Invasive species influence change to ecosystems and changes in species and community structure can affect ecosystem services both directly and indirectly (Born et al , 2005). Direct effects include the decline in abundance of economically valuable species in particular those used for food, forage, fiber, fuel, or medicine (Helman, 1983). Aesthetic values are commonly lost with the arrival of nuisance species such as invasive vines or aquatic floating plants. Moreover invasive species that disrupt mutualisms pose risks particularly for pollination and natural pest control services (Chapin et al , 1996). Indirect effects include a potential decrease in ecosystem resistance and resilience to change, due to the hypothesized link between stability and changes in biodiversity (Heywood,1995). More so interactions of invasive species may lead to increased vulnerability to further invasion, and potential degradation of ecosystem services increases (Simberloff and Von Holle, 1999).

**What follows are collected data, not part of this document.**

PR #164, opened 2020-07-06
Use go mod for v3.0 branch

hblanks:
As above! Use go mod for this branch.

But also:

* Fix circle CI build (it was failing due to two `jobs` stanzas)
* Update Readme so build badge points to our branch.

After this merges, we should be able to also update the godoc badge to point to the v3 docs. (Right now, the v3 docs tag has `+incompatible`. . . I gather because we don't have a `go.mod` on the branch yet.)


go.mod
```diff
@@ -0,0 +1,9 @@
+module github.com/segmentio/analytics-go
+
+go 1.14
+
+require (
+	github.com/segmentio/backo-go v0.0.0-20200129164019-23eae7c10bd3
+	github.com/segmentio/conf v1.2.0
+	github.com/xtgo/uuid v0.0.0-20140804021211-a0b114877d4c
```
achille-roussel, line 8: Maybe a change for a subsequent PR, we could replace this dependency with `github.com/google/uuid` which is a preferred UUID package.

go.mod
```diff
@@ -0,0 +1,9 @@
+module github.com/segmentio/analytics-go
+
+go 1.14
+
+require (
+	github.com/segmentio/backo-go v0.0.0-20200129164019-23eae7c10bd3
+	github.com/segmentio/conf v1.2.0
```
achille-roussel, line 7: Having this package imported also brings lots of other dependencies, I wonder if it would be worth revisiting the code to remove this dependency.

achille-roussel (approved):

go.mod
hblanks: I'll take a look!

go.mod
hblanks: Noted, and can do some time this week.

go.mod
```diff
@@ -0,0 +1,9 @@
+module github.com/segmentio/analytics-go
```
thaJeztah, line 1: @achille-roussel  @hblanks This looks incorrect. Go modules that are `v2` or above MUST use the major version as part of the module name. `go modules` accepts `incompatible` versions (`v3.0.1+incompatible`) if the code does not have a `go.mod`, but if there's a `go.mod` present, it will reject the module. See https://blog.golang.org/v2-go-modules

Given that this project already released `v3.xx` versions _without_ a `go.mod`, adding a `go.mod` therefore _requires_ the major version to be updated ([SemVer](https://semver.org), which in this case means;

- rename the module to `github.com/segmentio/analytics-go/v4`
- release as `v4.0.0`

I would suggest reverting this change for the v3 branch, and starting a v4 branch for a v4.0.0 release.

hblanks: Hi, and sorry for the delay. I'm not sure either @achille-roussel or I are maintainers for this repo, but I can try to help here best I can.

Your note was a helpful summary on `go mod` behavior, but I'm not sure how to map such best practices onto this repo, where we have a separate branch for v3 instead of a separate directory running on the master branch. I'd agree that ideally we'd cut a new version, but it seems like we'd prefer to do that only if there are either new features or a user need for it. I definitely submitted this PR so that I could use this repo with `go mod`. It does seem to continue to be working for people since then.

Are you having trouble building software using the v3 branch of this repo? If so, please let me know with some details - again, I'm not the maintainer but I'd help out much as I'm able to.

thaJeztah: > I'm not sure how to map such best practices onto this repo, where we have a separate branch for v3 instead of a separate directory running on the master branch

Yeah, their "best practice" on using subdirectories is a bit silly. The Go maintainers have the opinion that releases are always tagged from master/main, and not to use release branches. Generally, it should be ok to use release branches, but som older dependency management tools (`go deps`, e.g.) won't work without some trickery at least.

>  I'd agree that ideally we'd cut a new version, but it seems like we'd prefer to do that only if there are either new features or a user need for it.

Understood; usually that would be ok, but in this case it's a bit unfortunate that a release _was_ done, but introduced a breaking change.

SemVer dictates that the major version is not to indicate "new features", but for "breaking changes" (adding a go.mod in this case is). An easy rule of thumb for SemVer is;

    v<breaking>.<features and enhancements>.<bug fixes>

- If a release only contains bug fixes, increment the last digit
- If a release contains new features, increment the middle digit
- If a release contains a breaking change, increment the first digit.

>  It does seem to continue to be working for people since then.

Let me write up a quick example to show where / when it's causing issues.

thaJeztah: Ah, perhaps it works better if I actually post the example (LOL, got pulled into a chat on our Slack)

You can observe the issue if you try to use the latest (`v3.2.0`) version as a module:

Create a project, and initialize it as a module:

```bash
$ mkdir myproject && cd myproject
$ go mod init myproject
```

Add code that uses this project:

```bash
cat > main.go <<EOF
package main

import (
    "fmt"
    "github.com/segmentio/analytics-go"
)

func main() {
    fmt.Println(analytics.Version)
}
EOF
```

Try to add the `v3.2.0` version. Go modules will refuse to use that version, because the module name is incompatible:

```bash
$ go get github.com/segmentio/analytics-go@v3.2.0

go get: github.com/segmentio/analytics-go@v3.2.0: invalid version: module contains a go.mod file, so major version must be compatible: should be v0 or v1, not v3
```

As a workaround, it's possible to use the git commit corresponding with `v3.2.0` instead. This "tricks" go modules into using it as a non-released `v1.x.x` module, and it will generate a pseudo version for it, based on the last tag based of master/main;

```
$ go get github.com/segmentio/analytics-go@0566e489c7b96d42123ee2733f267a667e84d8ff
go: downloading github.com/segmentio/analytics-go v1.2.0
go: downloading github.com/segmentio/analytics-go v1.2.1-0.20201110202747-0566e489c7b9
go: downloading github.com/segmentio/backo-go v0.0.0-20200129164019-23eae7c10bd3
go: downloading github.com/xtgo/uuid v0.0.0-20140804021211-a0b114877d4c
go get: added github.com/segmentio/analytics-go v1.2.1-0.20201110202747-0566e489c7b9
```

Notice how `go mod` generated a pseudo version (`v1.2.1-0.20201110202747-0566e489c7b9`)


Tidy the modules and check what's in `go.mod` now;

```bash
$ go mod tidy && cat go.mod

module myproject

go 1.16

require (
	github.com/bmizerany/assert v0.0.0-20160611221934-b7ed37b82869 // indirect
	github.com/kr/pretty v0.3.0 // indirect
	github.com/segmentio/analytics-go v1.2.1-0.20201110202747-0566e489c7b9
)
```

Code is able to run (looks like the `Version` const hasn't been updated since `v3.0.0`, so doesn't show the correct version)

```bash
$ go run -mod=mod main.go
3.0.0
```

Because of the incompatible version, users that want to get the latest version, don't actually get that version; go modules will "accept" incompatible versions for projects that don't have a `go.mod`, but once added, it will simply ignore releases that are incompatible. As a result; if you try to get the latest; `go` will pick the latest release that didn't have a `go.mod`:

```bash
go get github.com/segmentio/analytics-go@latest
go: downloading github.com/segmentio/analytics-go v3.1.0+incompatible
go get: upgraded github.com/segmentio/analytics-go v1.2.1-0.20201110202747-0566e489c7b9 => v3.1.0+incompatible

$ go mod tidy && cat go.mod

module myproject

go 1.16

require (
	github.com/bmizerany/assert v0.0.0-20160611221934-b7ed37b82869 // indirect
	github.com/kr/pretty v0.3.0 // indirect
	github.com/segmentio/analytics-go v3.1.0+incompatible
	github.com/segmentio/backo-go v0.0.0-20200129164019-23eae7c10bd3 // indirect
	github.com/xtgo/uuid v0.0.0-20140804021211-a0b114877d4c // indirect
)
```

PR #36, opened 2022-06-07
feat: add ankr liquid staking yields

ittikorns:
Official Ankr Staking: https://www.ankr.com/staking/stake/


slasher125:
gm sir. ty for the contribution! I just checked in what we are doing for the protocol adaptor, seems like we only include the c-tokens. I'd like to keep it consistent in that sense and would prefer if we remove the reward earning b-tokens. otherwise PR looks great!

ittikorns:
@slasher125 bTokens are removed.

PR #38, opened 2022-06-09
Add RatAlert liquidity pools

george-prime:
Hi,

I have created this pull request to add RatAlert's newly created liquidity pools on Polygon. Would be grateful if you could merge it with your main repository to add our pools to Defillama pools list.

Thank you!
Best regards
george-prime
RatAlert team

### DIFF
--- a/src/adaptors/ratalert/index.js
+++ b/src/adaptors/ratalert/index.js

Invasive species can introduce unknown pathogens that normally spreads diseases which ecosystem can fail to resist thereby the diseases can be transferred from ecosystems to human populations. Again invasive species are competitive so other species can fail to compete for
9 nutrients, water and this can lead to biodiversity loss (Collaway and Ridenour, 2004). Invasive species can also alter the physical habitat .Both plant and animal invaders are capable of outcompeting natives and taking over habitat, and certain invaders additionally make the habitat less suitable for other species. Invasive plants may decrease the suitability of soil for other species by secreting salts for example Tamarisk (Vivrette and Muller 1977). Invasive species can acidify the soil, or by release novel chemical compounds, as in allelopathy (Callaway and Ridenour, 2004). However inventory of ecosystem helps in evaluating ecosystem that are at risk and invasive species dominant as well as their impacts. Predicting which invasive species will have the greatest impact on ecosystem services would have both economic and societal benefits, and allow introduction of preventive and management strategies (Constantino, 2002).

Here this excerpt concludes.